_Records provided_:
PR #1023, opened 2026-07-06
fix(supervisor): rebuild GPU attachments when reattaching running VMs

odesenfans:
After a supervisor restart, `load_persistent_executions` reattaches running VMs but never rebuilt `VmExecution.gpus` from the controller config. Two consumers were wrong afterwards:

- `get_available_gpus` re-offered cards physically passed through to running guests, so `GetHostInfo.available_gpus` lied after every daemon restart.
- `_validate_spec_gpus` was blind to adopted VMs, so a new CreateVm could be handed a card a running VM owns (real double-attach harm).

The restore path now rebuilds attachments via `_rebuild_reattached_gpus`: inventory cards keep full device metadata; a card absent from the inventory (removed, or vfio binding changed while the supervisor was down) is recorded as a bare HostGPU from the config alone, with a warning, invisible to availability and admission (which only deal in inventory cards) but still held by `uses_gpu()`.

Found while building the Rust port's world view (its adoption already implements this exclusion; `docs/plans/rust-port-divergences.md` entry 14 on the increment branches tracks this as the matching Python fix).

Known limitation, out of scope: `build_qemu_confidential_configuration` persists `QemuGPU(pci_host=...)` only, so a confidential VM's 3D-controller card that is also missing from the inventory rebuilds with `supports_x_vga=True` from the pydantic default. When the card is present, hardware truth wins.

Tests: `tests/supervisor/test_supervisor_reattach.py` round-trips real Configuration models through disk and runs the real restore; asserts exclusion from availability, rejection at admission, and the inventory-missing variant. Full suite: 1035 passed, only the 4 known env-only failures.

### DIFF
--- a/src/aleph/vm/pool.py
+++ b/src/aleph/vm/pool.py
@@ -769,6 +769,12 @@ class VmPool:
         spec = spec_from_controller_configuration(config)
         execution = VmExecution.from_spec(spec, systemd_manager=self.systemd_manager)
 
+        # Rebuild GPU attachments from the config. Without this, an adopted
+        # VM's cards look free: get_available_gpus re-offers them and
+        # _validate_spec_gpus lets a new create double-attach a card the
+        # running guest physically holds.
+        execution.gpus = self._rebuild_reattached_gpus(spec.gpus)
+
         execution.mapped_ports = await get_port_mappings(vm_id)
         logger.info("Loading existing mapped_ports %s", execution.mapped_ports)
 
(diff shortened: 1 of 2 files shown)


foxpatch-aleph (approved):
The fix correctly addresses a real bug: reattached VMs had empty `gpus` lists after a supervisor restart, causing `get_available_gpus` to re-offer cards physically held by running guests and `_validate_spec_gpus` to allow double-attach. The new `_rebuild_reattached_gpus` method mirrors the inventory-card construction in `_validate_spec_gpus`, gracefully handles cards absent from inventory (recording them from config alone, invisible to availability/admission but held by `uses_gpu()`), and the GPU rebuild runs before the execution is added to `self.executions`. Tests cover both paths with real config round-tripping. The known confidential-VM limitation is honestly scoped out.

_Required action_:
Beginning with the first line of the entries, repeat each line exactly until you have reproduced the one containing "(real double-attach harm).", and add nothing further.

_Reply to the exercise_:
PR #1023, opened 2026-07-06
fix(supervisor): rebuild GPU attachments when reattaching running VMs

odesenfans:
After a supervisor restart, `load_persistent_executions` reattaches running VMs but never rebuilt `VmExecution.gpus` from the controller config. Two consumers were wrong afterwards:

- `get_available_gpus` re-offered cards physically passed through to running guests, so `GetHostInfo.available_gpus` lied after every daemon restart.
- `_validate_spec_gpus` was blind to adopted VMs, so a new CreateVm could be handed a card a running VM owns (real double-attach harm).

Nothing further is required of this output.